PR #85, opened 2019-01-12
build: deprecate link all behavior

Esemesek:
Deprecate `react-native link` without specifying `packageName`.

Tests:
1. Init new project with `react-native init $project_name`
2. Install a couple of native dependencies that need to be linked
3. Invoke `link` command
```
node path/to/cli/packages/local-cli/cli.js link
```

screenshot 2019-01-12 at 13 26 24

Modules are linked correctly but we get deprecation notice.

### DIFF
--- a/packages/local-cli/link/linkAll.js
+++ b/packages/local-cli/link/linkAll.js
@@ -39,13 +39,12 @@ function linkAll(
   );
 
   const tasks = flatten(
-    depenendenciesConfig
-      .map(config => [
-        () => promisify(config.commands.prelink || commandStub),
-        () => linkDependency(platforms, project, config),
-        () => promisify(config.commands.postlink || commandStub),
-        () => linkAssets(platforms, project, assets)
-      ])
+    depenendenciesConfig.map(config => [
+      () => promisify(config.commands.prelink || commandStub),
+      () => linkDependency(platforms, project, config),
+      () => promisify(config.commands.postlink || commandStub),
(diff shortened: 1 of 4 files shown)


packages/local-cli/link/linkAll.js
```diff
@@ -0,0 +1,53 @@
...
+  project: ProjectConfigT
+) {
+  log.warn(
+    'Linking modules without specifying package name is deprecated and will be removed in next release'
+  );
+  const dependencies = getProjectDependencies(context.root);
+  const depenendenciesConfig = dependencies.map(dependnecy =>
+    getDependencyConfig(context, platforms, dependnecy)
+  );
+  const assets = dedupeAssets(flatten(depenendenciesConfig.map(d => d.assets)));
```
grabbou: One thing that was there was "project.assets.concat". 

We should also link the project assets. That's the only reason we have a deprecation notice - to make sure those that rely on this behaviour are aware that this is going away.

I wonder whether we should include a notice: 

> "Use react-native link xyz" instead.

and

> If you are using "react-native link" to link assets from your project, let us know here: goo.gl/...

Where goo.gl/... is a link to an issue in this repository. I would like to understand how people are using this feature (and why) and be able to offer them a reasonable workaround.

grabbou:
BTW - we really need a proper logger!

grabbou:
Fixed one thing and added URL to an issue where users will be able to let us know about the deprecation.

PR #94, opened 2019-01-16
fix: add newline in package.json

cpojer:
The initial version of the package.json file does not contain a newline at the end. This means that the first time a user modifies the file using either an IDE that inserts trailing newlines or using Yarn, the last line will be changed and visible in version control. This is not a big deal, but it is annoying and shows a lack of polish.

I tested this by manually patching this file in a current version of React Native because there is currently no way to test the master of RN and RN cli together.


thymikee:
Mind calling `eslint --fix`?

cpojer:
Done! Sorry about that.

PR #100, opened 2019-01-18
build: remove dependencies command

### LINKED ISSUE #92: Use `dependencies` command from Metro
Now, that our PR is merged, we could easily use `dependencies` command from Metro, instead of the code we have here.

Esemesek:
Remove deprecated `dependencies` command, it was moved to metro as `get-dependencies`.
Fixes #92


grabbou:
Well, technically speaking, the "deprecation message" is not live yet - it should go out in 0.59 and we should remove it in 0.60.

PR #101, opened 2019-01-18
feat: remove `link` without package name; add `link-assets` commands

### LINKED ISSUE #48: Make package name required for "link"

Esemesek:
Removes deprecated behavior of `react-native link` without providing `packageName`.
Fixes #48 

Update:
Added `link-assets` command to support linking project assets.


thymikee:
@Esemesek mind rebasing?

grabbou:
Let's rebase and get that merged. I would like to note that there's few people that use `link` to link assets and it would be great to provide them a workaround when we ship this.

thymikee:
Oh, that's a valid point, we need to introduce `link-assets` (or so) before we can ship this

packages/cli/src/commands/link/__tests__/link-test.js
```diff
@@ -20,9 +20,9 @@ describe('link', () => {
     jest.resetModules();
   });
 
-  it('should reject when run in a folder without package.json', done => {
+  it('should reject when run in a folder without package.json', () => {
```
thymikee:
```suggestion
  it('should throw when run in a folder without package.json', () => {
```

packages/cli/src/commands/link/link.js
```diff
@@ -7,64 +7,52 @@
...
+    throw new ReactNativeNotFound();
   }
   const hasProjectConfig = Object.keys(platforms).reduce(
     (acc, key) => acc || key in project,
     false,
   );
   if (!hasProjectConfig && findReactNativeScripts()) {
     throw new Error(
-      '`react-native link [package]` can not be used in Create React Native App projects. ' +
+      '`react-native link <package>` can not be used in Create React Native App projects. ' +
```
thymikee: CRNA is deprecated, let's remove this check

packages/cli/src/commands/link/linkAssets.js
```diff
@@ -32,4 +38,33 @@ const linkAssets = (
...
+  ctx: ContextT,
+  opts: LinkFlagsType,
+) {
+  try {
+    const {platforms, project} = getPlatformsAndProject(ctx, opts);
+    const projectAssets = getAssets(ctx.root);
+
+    return linkAssets(platforms, project, projectAssets);
+  } catch (err) {
+    throw new ReactNativeNotFound();
```
thymikee: this is quite brutal and eats all errors. The `ReactNativeNotFound` check should live inside `linkAssets`, same as in `link`.

packages/cli/src/commands/link/types.flow.js
```diff
@@ -0,0 +1,5 @@
+// @flow
+
+export type LinkFlagsType = {
```
thymikee: Can we rename it to just `LinkOptions`?

packages/cli/src/commands/link/linkAssets.js
Esemesek: True. Didn't notice that the `Promise.reject` call had `err` carried over.

Esemesek:
Closing in favor of auto-linking.

PR #104, opened 2019-01-21
feat: build before publishing

thymikee:
Fixes https://github.com/react-native-community/react-native-cli/issues/7

To make building easier I moved `local-cli` JS sources to `src/` directory and compile them to a sibling `build/` – thanks to it we can use the same paths to get resources like `package.json` or bat/sh files.

We need to think about setting up lerna or something similar to have one build process shared across all packages.


grabbou:
Now that we are moving files around, maybe it's a good idea to change the `local-cli` name of the folder to correspond to the real package name under which it's published?

cpojer:
This is so good.

PR #105, opened 2019-01-21
chore: followup after #104

thymikee:


packages/cli/src/eject/eject.js
```diff
@@ -91,7 +92,8 @@ function eject() {
       path.resolve(
         'node_modules',
         'react-native',
-        'local-cli',
+        '@react-native-community',
+        'cli',
```
thymikee: looks like we don't have a correct test for this scenario

grabbou: True. I don't even know when this command is being called.

packages/cli/src/generator/copyProjectTemplateAndReplace.js
```diff
@@ -17,7 +17,7 @@ const walk = require('../util/walk');
  * Util for creating a new React Native project.
  * Copy the project from a template and use the correct project name in
  * all files.
- * @param srcPath e.g. '/Users/martin/AwesomeApp/node_modules/react-native/local-cli/templates/HelloWorld'
+ * @param srcPath e.g. '/Users/martin/AwesomeApp/node_modules/react-native/templates/HelloWorld'
```
grabbou: chore: `react-native/template` instead of `templates/HelloWorld`.

thymikee: fixd

PR #1758, opened 2022-11-25
increase number of operations per run in stale action

TMisiukiewicz:
Summary:
---------

Noticed that stale action has a default value of operations per run set to 30. In that case, each time the action runs, it goes through the same 30 issues. Increasing the value solves this problem and should go through all the issues and PRs next time.

Test Plan:
----------

Get it merged and run a job manually or wait until cron runs it automatically, then compare the result with the [action from the past](https://github.com/react-native-community/cli/actions/runs/3537470057/jobs/5937467704#step:2:698)


thymikee:
Ok!

Issue #1762, opened 2022-12-03
npx react-native init MyApp --template on custom template causes: Error: ENOENT: no such file or directory


leinstay:
## Environment
I'm using npx, react-native not installed globally. Problem appears on Windows 10 and Debian.

## Description

Can't initialize project from my own template while ios folder is present. I receive this error in different environments and with different --template values (git, npm, local storage)

![Screenshot_1](https://user-images.githubusercontent.com/8215580/205453393-e2dac99f-0ec8-43a2-967e-119053840aeb.png)
![Screenshot_2](https://user-images.githubusercontent.com/8215580/205453394-ac651ea0-bc8a-4c3a-8dc5-1a265de67aff.png)

From what I see when I compare:
```bash
npx react-native init MyApp --template react-native-template-typescript --verbose
# and
npx react-native init MyApp --template rnbnr-template --verbose
```

In both cases script runs *replacing* 2 times for each file (which is strange), but as for *renaming* it runs 2 times on my template and 1 time on community template. So it is trying to rename file which was already renamed previously.

![Screenshot_3](https://user-images.githubusercontent.com/8215580/205453978-daf47126-a2f4-435a-a727-79f3633cd097.png)
![Screenshot_4](https://user-images.githubusercontent.com/8215580/205453979-0898d03b-ac0f-4f5a-b6cf-ba7d550a012b.png)

## Reproducible Demo

```bash
# without ios folder (error)
npx react-native init test1 --template rnbnr-template@0.0.5 --verbose
# with ios folder (ok)
npx react-native init test2 --template rnbnr-template@0.06 --verbose
```

Project files could be found here:
https://github.com/leinstay/rnbnr-template

PR #1763, opened 2022-12-04
fix: avoid renaming a file if it is already renamed

leinstay:
Fixes https://github.com/react-native-community/cli/issues/1762

Summary:
---------

When using `init` command with `--template` parameter and a custom template in which `placeholderName` as well as the attached files (such as .xcscheme) are written in lowercase, an error occurs. 

205453978-daf47126-a2f4-435a-a727-79f3633cd097

This happens because both `shouldRenameFile(filePath, placeholderName)` and `shouldRenameFile(filePath, placeholderName.toLowerCase())` return True and `renameFile()` tries to rename non-existinf file. This commit implements a workaround so that the lowercase function is only executed if the normal function returns False.

Test Plan:
----------
Given that the change is minimal, I think it is enough that I have tested it on several templates: 

yarn react-native init App --template rnbnr-template@0.0.5 --npm --skip-install --verbose
yarn react-native init App --template react-native-template-typescript --npm --skip-install --verbose

In both cases the application was initialized successfully and the files and folders inside /ios/ were renamed properly.

### DIFF
--- a/packages/cli/src/commands/init/editTemplate.ts
+++ b/packages/cli/src/commands/init/editTemplate.ts
@@ -101,8 +101,7 @@ export async function changePlaceholderInTemplate({
     }
     if (shouldRenameFile(filePath, placeholderName)) {
       await renameFile(filePath, placeholderName, projectName);
-    }
-    if (shouldRenameFile(filePath, placeholderName.toLowerCase())) {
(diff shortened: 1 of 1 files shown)


adamTrz (approved):

thymikee (approved):

thymikee:
Nice catch, thanks!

Exercise details.
Across the whole listing, show each line where the word "know" occurs.

Solution below.
> If you are using "react-native link" to link assets from your project, let us know here: goo.gl/...
Fixed one thing and added URL to an issue where users will be able to let us know about the deprecation.
grabbou: True. I don't even know when this command is being called.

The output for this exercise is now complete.